A MISERABLE FAILURE followed. i was unable to find work in the new place and had to break a lease and move back to my parents after only a few months because i simply ran out of money. that in itself not so bad, a setback for sure but something i could come back from. The unmentioned city i moved to happened to be the place where we had honeymooned as newlyweds and spent most of the vacations we took as a married couple. when it dawned on me that things were not going to work out there i suddenly became acutely aware of the feelings of loss of my marriage and the relationship with my wife. driving the same roads we had once shared with each other now seemed to only evoke tears and feelings of overwhelming sadness. in short all the things i had bottled up came rushing out and i have not been able to stop the hemmoraghing of emotions since. 

where as before i had filled my days and nights with work and hanging out with various friends i returned to my parents house broke and now more in debt because of breaking the lease. somehow in a worse position than i had been in a year ago when i moved out of my wifes home(when they bought it they of course left me completely off the title...possibly a llittle preemption on their part but who could really blame them) 

TO the present.. i went back to an old job today which is a mixed bag really because its decent pay but requires me to start a business in order to get paid which is basically impossible due ot lack of money. since i have been back(since last week of july) i have been a complete wreck. i miss my wife and our dog which she kept. all the happy memories haunt me and make me so sad all i want to do is cry. i tried to tell my wife/ex wife how ive been feeling and she seems like she doesnt want to hear anything about it. all she says is that she wants to finish the bankruptcy and get the divorce. i pour my heart out to her and i get ice in response(again i dont blame her because it has been a year and im sure she doesnt want to relive something she sees as a mistake). before leaving the house i rented we had started to talk and had somewhat agreed to start seeing each other when we could and maybe give our marriage a chance for reconciliation. once i returned all of that seemed to vanish and now she never has time or wants to talk to me. she ignores and i get mad. she say shes not ignoring which maks me even madder and more and more hurt. i tell her how much i still love her and how much i miss her and i get no response. did u ever have a conversation where the other person answers only the questions they want to and ignores the others? well those are the only conversations we have now. ill say a million things and shell talk about the weather or how tired she is. shelll say how she wants to be here for me and be my friend and then ignores me when im at my lowest and most miserable. finally she said she cant be my friend because i am too depressed. 

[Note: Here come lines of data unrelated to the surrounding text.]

PR #4898, opened 2026-05-01
Universal cache middleware

saintparish4:
## Summary

- Refactors `src/middleware/cache/` to accept a pluggable `KVLike` storage
  adapter, so the middleware works on any runtime - not just where the Web
  Cache API is available.
- Ships two adapters in core: `cacheApi()` (Workers / Deno, zero-overhead
  pass-through of `Response`) and `memoryStore()` (Node / Bun / anywhere,
  bounded LRU + lazy TTL).
- 100% backwards compatible: `cacheName` and `wait` keep working unchanged;

## Why

Today `src/middleware/cache/index.ts` hard-codes the Web Cache API
(`globalThis.caches.open(name).match(key)`). On Node and Bun the middleware
disables itself entirely; on Cloudflare Workers users who want to use Workers
KV or another store have no path. This PR introduces a small `KVLike`
interface so any adapter can plug in, while preserving the zero-allocation
fast path on the runtime where Hono is most heavily deployed.

## Status / what's in this draft right now

This PR is opened as a **Draft**. The work is broken into phases; each phase
ends with the test suite green before the next is started. Current state on
this branch:

- [x] **Phase 1 - Pure types and parser utilities** - `types.ts`, `utils.ts`,
  `utils.test.ts` (commit `5f8d2941`)
- [x] Phase 2 - Refactor `index.ts` to consume utils (no behavior change)
- [x] Phase 3 - Extract adapter modules (`cache-api.ts`, `memory.ts`,
  shared `contract.ts`)
- [ ] Phase 4 - Vary-aware keying with two-phase warm-up rewrite
- [ ] Phase 5 - `onStoreError` hook + `FaultInjectingStore` test helper
- [ ] Phase 6 - Backwards-compat shims (`cacheName`, `wait`)
- [ ] Phase 7 - RFC 7234 field-list bug fix (test flip + new positive tests)
- [ ] Phase 8 - Runtime tests (`workerd`, `deno`, `bun`, `node`) +
  `benchmarks/cache.ts`
- [ ] Phase 9 - JSDoc, exports verification, lint/format pass

### DIFF
--- a/.gitignore
+++ b/.gitignore
@@ -4,6 +4,7 @@ sandbox
 # Cloudflare Workers
 worker
 .wrangler
+.cursor 
 
 # Logs
 logs
--- a/.vitest.config/setup-vitest.ts
+++ b/.vitest.config/setup-vitest.ts
@@ -34,6 +34,10 @@ class MockCache {
   async put(key: Request | string, response: Response): Promise<void> {
     this.store.set(key, response)
   }
+
+  async delete(key: Request | string): Promise<boolean> {
+    return this.store.delete(key)
+  }
 }
 
 const globalStore: Map<string | Request, Response> = new Map()
--- a/.vscode/settings.json
+++ b/.vscode/settings.json
@@ -4,5 +4,9 @@
   "editor.codeActionsOnSave": {
     "source.fixAll.eslint": "explicit"
   },
-  "typescript.tsdk": "node_modules/typescript/lib"
+  "typescript.tsdk": "node_modules/typescript/lib",
+  "cSpell.words": [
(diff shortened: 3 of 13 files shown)


yusukebe:
@saintparish4 

Regarding this feature, we don't want to accept it. I know you can make this simple so that we can use any storage. But we don't increase the code of this middleware. I'll close it. Please do it somewhere else. Thanks.

saintparish4:
Thanks for the clarity on core. Where would you like pluggable cache storage to land instead --- @hono/middleware, a separate package, or mostly left to user land/docs ?

PR #4899, opened 2026-05-02
fix(ssg): add `atom+xml` and `rss+xml` to `defaultExtensionMap`

yuintei:
I came across this issue while creating a custom Atom feed for my SSG website.
This adds `application/atom+xml` and `application/rss+xml` to `defaultExtensionMap`.

- `toSSG` supports a custom `extensionMap`, but `@hono/vite-ssg` does not expose it, so `application/atom+xml` routes like `atom.xml` fall back to `atom.xml.html`.
- Exposing `extensionMap` from `@hono/vite-ssg` would work around this, but Atom and RSS are common XML feed formats for SSG sites and should be handled correctly by default.
- `@hono/ssg-plugins-essential` writes its own `rss.xml`, but it should remain optional. Custom route-based Atom/RSS feeds still need correct default extension mapping.

This keeps the default mapping scoped to the two most common feed media types, without trying to cover every XML-based media type.

- [x] Add tests
- [x] Run tests

### DIFF
--- a/src/helper/ssg/ssg.test.tsx
+++ b/src/helper/ssg/ssg.test.tsx
@@ -541,6 +541,18 @@ describe('saveContentToFile function', () => {
       mimeType: htmlMimeType,
     }
 
+    const atomData = {
+      routePath: '/atom',
+      content: yamlContent,
+      mimeType: 'application/atom+xml',
+    }
+
+    const rssData = {
+      routePath: '/rss',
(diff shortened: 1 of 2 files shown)


yusukebe (approved):
LGTM!

yusukebe:
@yuintei 

Thanks! Looks good.

PR #4905, opened 2026-05-04
fix(cors): make origin optional in CORSOptions

### LINKED ISSUE #4904: CORS middleware: `origin` should be optional
Currently `origin` is a required member of `CORSOptions`, but according to [the documentation](https://hono.dev/docs/middleware/builtin/cors#origin-string-string-origin-string-c-context-string) and the fact that it has default value, it should be optional.

truffle-dev:
The CORS middleware sets `origin: '*'` when not provided, and the JSDoc already documents `[options.origin='*']`. But `CORSOptions.origin` was required, so this failed to typecheck even though the runtime works:

```ts
cors({ allowMethods: ['GET', 'POST'] })
//   ^^^^^^^^^^^^^^^^^^^^^^^^^^^^^^^^
// Property 'origin' is missing in type ...
```

Make `origin` optional so the type matches the documented runtime default. No runtime change.

Test verifies that omitting `origin` still produces `Access-Control-Allow-Origin: *` and that an explicit `allowMethods` is honored.

- [x] Add tests
- [x] Run tests
- [x] Add [TSDoc](https://tsdoc.org/)/[JSDoc](https://jsdoc.app/about-getting-started) to document the code (existing JSDoc already says `[options.origin='*']`)

Closes #4904

### DIFF
--- a/src/middleware/cors/index.test.ts
+++ b/src/middleware/cors/index.test.ts
@@ -418,4 +418,22 @@ describe('CORS by Middleware', () => {
     expect(res.headers.get('Access-Control-Allow-Origin')).toBe('null')
     expect(res.headers.get('Access-Control-Allow-Credentials')).toBe('true')
   })
+
+  it('Options without origin fall back to wildcard default', async () => {
+    const subApp = new Hono()
+    subApp.use('/api/*', cors({ allowMethods: ['GET', 'POST'] }))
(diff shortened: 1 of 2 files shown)


yusukebe (approved):
LGTM!

yusukebe:
@truffle-dev 

Thanks! Looks good.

i love cooking and over the years had ammased a very respectable kitchen( appliances, all sorts of pots pans casseroles, oodles of utelsils and cooking gadgets. almost enough to open a small restaurant. being in the state of mind i was in and wanting her to be happy i gave her everything, all of my favorite things in the world. logically i did so because she has a home and a kitchen and i dont and i realistically couldnt use any of my things and they were in boxes and piles and it was thouroughly depressing to look at all these things that reminded me of a dead dream, a dead life. i also gave her the last of my money. around 500 bucks because our dog(who i never get to see) needed to go to the vet and her car needed some work and i just wanted desperatly to mean something to her again. EEEEHHHHHHH nope it almost had the opposite effect that i wanted. she tooked the things and the money, thanked me and grew even colder, pushed me away even more than she had during our marriage. 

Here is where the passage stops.